The issue is related to
setOperationAction(ISD::LOAD, MVT::vxixx, Custom);
Looking at the following test arm64-neon-vector-shuffle-extract.ll the stack trace failure indicates that the last function called was LowerLoad. Before the patch, the function wasn't called for that specific case which means that the setOperationAction calls are the issue.
Address some of the failing tests. The problem we have here is that all 128-bit vector loads will go to LowerLOAD function.
Most of the failing test cases where triggered by the following assert
assert((VT == MVT::v4i16 || VT == MVT::v4i32) && "Expected v4i16 or v4i32");
To address this I added a block before it to return an empty SDValue node. Some tests
still fail after this fix.
Fix patch for failing tests. The problem originated from 128-bit loads being handled incorrectly if they weren't nontemporal loads. I added two checks to address the issue
First, if the load is of floating point type we preserve the behaviour provided from
setOperationPromotedToType(ISD::LOAD, VT, PromoteTo);
Otherwise we return an empty SDNode() object.
This should be fine now, could you rebase this patch on top of D133421? Codegen of test_ldnp_v33f64 should be improved by this, right?
llvm/lib/Target/AArch64/AArch64ISelLowering.cpp | ||
---|---|---|
802 | Would be good to use the more descriptive comment from above, just for 128 bits. | |
5445 | nit: would be good to have a newline before this line.. | |
20893–20896 | unrelated change? |
Thanks for getting rid of the excessive codegen regressions from the earlier version! IIUC now we should get at most an extra mov instruction to combine the 2 loaded values into a single vector. IMO this is a reasonable trade-off between user request & codegen.
@dmgreen WDYT? If there still are concerns about the extra mov instruction, we could make this opt-in with a target feature.
llvm/lib/Target/AArch64/AArch64ISelLowering.cpp | ||
---|---|---|
5466–5467 | nit: this needs formatting. |
Hello. I've had reports that this is changing the lowering of unaligned vector loads when strict-align is present. https://godbolt.org/z/bT4cnvn4a.
Custom lowering is often more pain than it is worth. It doesn't seem like something that is intended, and can lead to access violations if unaligned accesses are not enabled.
That is very interesting, I will look into what is triggering this issue.

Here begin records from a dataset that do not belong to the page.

PR #2456, opened 2016-02-16
router: Use a retry dialer in the client

lmars:
This prevents errors in the controller when trying to create routes during a router deployment as seen in some domain migration jobs.


josephglanville:
LGTM

PR #347, opened 2025-08-05
VPLAY-10148 Add latency correction related log lines

jfagunde:
Reason for Change: Help follow the code flow
Test Procedure: Verify new log lines added and check that there is no log flooding
Priority: P3
Risks: Low

Signed-off-by: Jose Fagundez <jfagunde@synamedia.com>


fragmentcollector_mpd.cpp
```diff
@@ -3842,6 +3842,7 @@ AAMPStatusType StreamAbstractionAAMP_MPD::Init(TuneType tuneType)
 					{
 						if (mLowLatencyMode)
 						{
+							AAMPLOG_INFO("Set LLDashAdjustSpeed to false for tuneType %d", tuneType);
```
cpc005, line 3880: So will get this log line and the one added to SetLLDashAdjustSpeed().
How about add the tuneType to this log line which is earlier in the func
AAMPLOG_MIL("StreamAbstractionAAMP_MPD: MPD duration val %" PRIu64 " seconds", durationMs/1000);

priv_aamp.cpp
```diff
@@ -1246,6 +1246,7 @@ PrivateInstanceAAMP::PrivateInstanceAAMP(AampConfig *config) : mReportProgressPo
 	, prevFirstPeriodStartTime(0)
 	, mIsFlushOperationInProgress(false)
 {
+	AAMPLOG_MIL("Create Private Player %d", mPlayerId);
```
cpc005, line 1320: ("mPlayerId %d", mPlayerId)

priv_aamp.h
```diff
@@ -3467,7 +3467,11 @@ class PrivateInstanceAAMP : public DrmCallbacks, public std::enable_shared_from_
 	 *   @param[in] state - true or false
 	 *   @return void
 	 */
-	void SetLLDashAdjustSpeed(bool state) { bLLDashAdjustPlayerSpeed = state; }
+	void SetLLDashAdjustSpeed(bool state)
+	{
+		AAMPLOG_INFO("Set LLDash adjust speed to %d", state);
```
cpc005, line 3475: AAMPLOG_INFO("bLLDashAdjustPlayerSpeed %d", state);

fragmentcollector_mpd.cpp
jfagunde: I added this log line to identify where was SetLLDashAdjustSpeed() called from. It is difficult with only the MIL printed earlier and the log line in that function.

priv_aamp.cpp
jfagunde: I think "Create Private Player 0" is more descriptive of what is happening. It would be easier to find in the log when Player instances are created.
Also, I don't like using variable names in log lines. It means that if the variable changes its name we also have to change log lines.

priv_aamp.h
jfagunde: See the comments above.

Vinish100:
@jfagunde  Changes looks good. But L1 is failing... On hold

jfagunde:
> @jfagunde Changes looks good. But L1 is failing... On hold

L1 test failure fixed.

Vinish100 (approved):

PR #348, opened 2025-08-05
AAMP TSB - CDAI Ad Presentation freezes on Channel Four

cpc005:
When a multi AD break is played then the start position of ADs following the first is not being calculated correctly. This leads to the AD length check failing and the AD being terminated early with the log line.
[AdvanceTrack][9078][CDAI] Track[1] Adbreak ended early. Terminating Ad playback. fragmentTime[1753948141.197000] periodStartOffset[1753948118.557001]

The solution is to calculate the ad start position from absoluteAdBreakStartTime not mLivePeriodCulledSeconds which is wrong on CH4


fragmentcollector_mpd.cpp
```diff
@@ -7967,14 +7967,19 @@ AAMPStatusType StreamAbstractionAAMP_MPD::UpdateTrackInfo(bool modifyDefaultBW,
...
-						pMediaStreamContext->fragmentTime += (double)((double)mCdaiObject->mCurAds->at(mCdaiObject->mCurAdIdx).basePeriodOffset / 1000.0);
+						//Set the period start back to the begining of the base period and then add basePeriodOffset
+						//to get the start for this AD
+						double absoluteAdBreakStartTime = mCdaiObject->mAdBreaks[mBasePeriodId].mAbsoluteAdBreakStartTime.inSeconds();
+						pMediaStreamContext->fragmentTime = absoluteAdBreakStartTime;
+						// convert to seconds, standard implicit conversion
+						pMediaStreamContext->fragmentTime += mCdaiObject->mCurAds->at(mCdaiObject->mCurAdIdx).basePeriodOffset / 1000.0;
 						if((aamp->mMPDPeriodsInfo.at(0).periodId) == mBasePeriodId)
 						{
 							pMediaStreamContext->fragmentTime -= mLivePeriodCulledSeconds;
```
Vinish100: @cpc005 I looked into this code and it seems like it was added to fix the same scenario that you are seeing
https://code.rdkcentral.com/r/plugins/gitiles/rdk/components/generic/aamp/+/4fbc61c7a6ae61221b6b7a3fa129f4778a003f38
So if the current period is getting culled. ie mLivePeriodCulledSeconds > 0, then it will further offset your fragmentTime backwards, which is not expected. Could you please look into why mLivePeriodCulledSeconds is not working in your case

cpc005: The mLivePeriodCulledSeconds is not working because the manifest is including an empty period preceding the basePeriod that is being used for substituting ads. 
See
https://cim.slack.com/archives/C0414S5F7GF/p1754565150535879?thread_ts=1754045329.205279&cid=C0414S5F7GF

cpc005: It would seem a better fix with the change I had using
mCdaiObject->mAdBreaks[mBasePeriodId].mAbsoluteAdBreakStartTime.inSeconds() for better cohesion in CDAI
Remove the variable mLivePeriodCulledSeconds; which leaves the problem of no tests for GetCulledSeconds() and it does not work on Ch4 ad periods

Vinish100 (approved):
Looks good to me. Lets add a scenario for this in L2, 8004 might be a good candidate

fragmentcollector_mpd.cpp
cpc005: Vinish K B
  [Yesterday at 5:57 PM](https://cim.slack.com/archives/CE4JSGZK5/p1755017873541139?thread_ts=1754988476.329899&cid=CE4JSGZK5)
[@Patrick](https://comcast.enterprise.slack.com/team/U04M1DCS44R) Looks good to me. Especially removing a variable and reusing existing ones.
[@Nandu](https://comcast.enterprise.slack.com/team/WHDNWS1BM) I believe we understood why the empty period was not culled properly. Would you like to take up VPLAY-10639?

PR #349, opened 2025-08-05
RDKEMW-6727 : Move Plugin-Tests from aamp to middleware utest

narenr94:
reason for change : plugin will be part of middleware-player-interface hence related tests also need to be migrated
test procedure : run L1 
signed-off : Naren Ramesh <naren_ramesh@comcast.com>


Vinish100 (approved):
Looks good. Waiting for L1 to pass

pstroffolino (approved):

OK thanks. Reverting the patch in the meantime is probably the best idea, I should probably have done that yesterday. Things are pretty broken at the moment and the fix might take a little time.
I will revert it now.
The cause of the issue is that we specify custom lowering operation for v2i64
setOperationAction(ISD::LOAD, MVT::v2i64, Custom);
Which prevents LegalizeLoadOps from creating the necessary code for unaligned loads
Yeah thanks - I was just running the tests to check the revert. It took a while, but looks like they passed in the end.
Would be good to use the more descriptive comment from above, just for 128 bits.